_Provided data_.
PR #44, opened 2021-05-27
[Deque] Work around stdlib issue with Array.withContiguousStorageIfAvailable

### LINKED ISSUE #27: Fatal error: unsupported: file Swift/ArrayBuffer.swift, line 231
When initializing a `Deque` from an `Array` (coming from `NSArray`), it crashes at runtime with error:

```
Fatal error: unsupported: file Swift/ArrayBuffer.swift, line 231
```

### Information

- **Package version:** commit 65a3841
- **Platform version:** macOS 11.2.1 (20D74)
- **Swift version:** Apple Swift version 5.3.2 (swiftlang-1200.0.45 clang-1200.0.32.28)
Target: x86_64-apple-darwin20.3.0

### Checklist

### Steps to Reproduce

Crashes at runtime (Deque+RangeReplaceableCollection.swift:144):
```swift
let array = NSArray(arrayLiteral: NSString()) as! [NSObject]
let deque = Deque(array)
```

Runs without crashing:
```swift
let array = NSArray(arrayLiteral: NSString()) as! [NSObject]
let deque = Deque(Array(array))
```

### Expected behavior
The first example above doesn’t crash.

### Actual behavior
Only the second example doesn’t crash.

lorentey:
Resolves #27 by updating `Deque.init(_:)`, `.append(contentsOf:)` and `.prepend(contentsOf:)` to not call `Array.withContiguousStorageIfAvailable` if there is a chance doing so may trigger the underlying stdlib issue.

### Checklist

### DIFF
--- a/Sources/DequeModule/Compatibility.swift
+++ b/Sources/DequeModule/Compatibility.swift
@@ -1,0 +1,62 @@
+//===----------------------------------------------------------------------===//
+//
+// This source file is part of the Swift Collections open source project
+//
+// Copyright (c) 2021 Apple Inc. and the Swift project authors
+// Licensed under Apache License v2.0 with Runtime Library Exception
+//
+// See https://swift.org/LICENSE.txt for license information
+//
+//===----------------------------------------------------------------------===//
+
+extension Array {
+  /// Returns true if `Array.withContiguousStorageIfAvailable` is broken
+  /// in the stdlib we're currently running on.
+  ///
+  /// See https://bugs.swift.org/browse/SR-14663.
+  @inlinable
+  internal static func _isWCSIABroken() -> Bool {
+    #if _runtime(_ObjC)
+    guard _isBridgedVerbatimToObjectiveC(Element.self) else {
+      // SR-14663 only triggers on array values that are verbatim bridged
+      // from Objective-C, so it cannot ever trigger for element types
+      // that aren't verbatim bridged.
+      return false
+    }
+
+    // SR-14663 was introduced in Swift 5.1. Check if we have a broken stdlib.
+
+    // The bug is caused by a bogus precondition inside a non-inlinable stdlib
+    // method, so to determine if we're affected, we need to check the currently
+    // running OS version.
+    #if os(macOS) || os(iOS) || os(watchOS) || os(tvOS)
+    guard #available(macOS 10.15, iOS 13, watchOS 6, tvOS 13, *) else {
+      // The OS is too old to be affected by this bug.
+      return false
+    }
+    #endif
+    // FIXME: When a stdlib is released that contains a fix, add a check for it.
+    return true
+
+    #else
+    // Platforms that don't have an Objective-C runtime don't have verbatim
+    // bridged array values, so the bug doesn't apply to them.
+    return false
+    #endif
+  }
+}
+
+extension Sequence {
+  // An adjusted version of the standard `withContiguousStorageIfAvailable`
+  // method that works around https://bugs.swift.org/browse/SR-14663.
+  @inlinable
+  internal func _withContiguousStorageIfAvailable_SR14663<R>(
+    _ body: (UnsafeBufferPointer<Element>) throws -> R
+  ) rethrows -> R? {
+    if Self.self == Array<Element>.self && Array<Element>._isWCSIABroken() {
+      return nil
+    }
+
+    return try self.withContiguousStorageIfAvailable(body)
+  }
+}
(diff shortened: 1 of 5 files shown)


Sources/DequeModule/Deque+Extras.swift
```diff
@@ -166,6 +166,12 @@ extension Deque {
   /// - SeeAlso: `append(contentsOf:)`
   @inlinable
   public mutating func prepend<S: Sequence>(contentsOf newElements: S) where S.Element == Element {
+    let done: Void? = newElements._withContiguousStorageIfAvailable_SR14663 { source in
```
lorentey, line 169: I couldn't resist slipping in this trivial performance improvement, if only for symmetry with the sequence-based `append(contentsOf:)`.

lorentey:
@swift-ci test

Sources/DequeModule/Compatibility.swift
```diff
@@ -0,0 +1,60 @@
...
+
+extension Sequence {
+  // An adjusted version of the standard `withContiguousStorageIfAvailable`
+  // method that works around https://bugs.swift.org/browse/SR-14663.
+  @inlinable
+  internal func _withContiguousStorageIfAvailable_SR14663<R>(
+    _ body: (UnsafeBufferPointer<Element>) throws -> R
+  ) rethrows -> R? {
+    if Self.self == Array<Element>.self && Array<Element>._isWCSIABroken() {
+      return nil
```
lorentey, line 55: If we had a reliable/easy way to test if a particular array instance is bridged, then we could let native arrays pass through here. 🤔

lorentey:
@swift-ci test

Tests/DequeTests/DequeTests.swift
```diff
@@ -319,5 +320,55 @@ final class DequeTests: CollectionTestCase {
...
+              prependSequence(contentsOf: extra, to: &deque)
+              expectEqualElements(deque, contents)
+            }
+          }
+        }
+      }
+    }
+  }
+
+  func test_prependManyFromBridgedArray() {
```
stephentyrone, line 351: Thank you for adding the additional test cases =)

stephentyrone (approved):

Sources/DequeModule/Compatibility.swift
karwa: Maybe:

```swift
if let array = self as? Array<Element>, array._baseAddressIfContiguous == nil { return nil }
```

Tested in a Playground:
```swift
import Foundation
var a: [NSObject] = [NSObject()]
print(a._baseAddressIfContiguous) // Optional(0x00007fdf7e40c0d0)

a = NSArray(array: [NSObject()]) as! [NSObject]
print(a._baseAddressIfContiguous) // nil
```

lorentey: Huh, that's a good find. Looking at similarly exposed members, `Array._hoistableIsNativeTypeChecked()` might be even better.

There are (at least) two worries with using these underscored APIs: (including `_isBridgedVerbatimToObjectiveC` above)

1. Swift doesn't promise it won't change their behavior, so it's tricky to safely use them in code that is not part of the stdlib. E.g., I imagine for element types that don't require a dynamic type check at every access, we may want to change `_baseAddressIfContiguous` to return non-nil for bridged arrays that use specific known NSArray subclasses. 

2. These have also been made public for historical reasons, rather than any intentional design, and we may find a good reason to change them to `@inlinable internal`, disallowing direct calls like this in future SDKs. We wouldn't be able to remove the entry points themselves (they are part of Swift's ABI), but we might need to restrict them to only be called from inlinable functions within the stdlib.

As this package is maintained by the same people who work on the Swift stdlib, I think it's not unreasonable for this package to use these. At the first sign of trouble, we can remove the calls, or limit them to older Swift toolchains. The primary danger is that this code will spread beyond this package through vendoring or uncritical copy-n-paste. 

My instinct as a stdlib engineer tells me that the risk is low with `_hoistableIsNativeTypeChecked` (and pretty much nonexistent for `_isBridgedVerbatimToObjectiveC`); on the other hand, this package is inherently averse to even low-risk stuff. Hm.

lorentey: I think the best thing to do is to keep this as is for now until we have a Swift release (let's call it x.y) that contains a fix for the underlying issue. In the (unlikely) case that the fix won't back deploy, then we can add a call to `_hoistableIsNativeTypeChecked` restricted to only be called on Swift 5.1 ..< x.y.

stephentyrone: I think that's fine. I would also be OK with doing the workaround here now, so long as we put a comment in the stdlib that references this bug.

_Task requirements_. State in a single number how many lines in the data include the word "above".

_Task response_. 2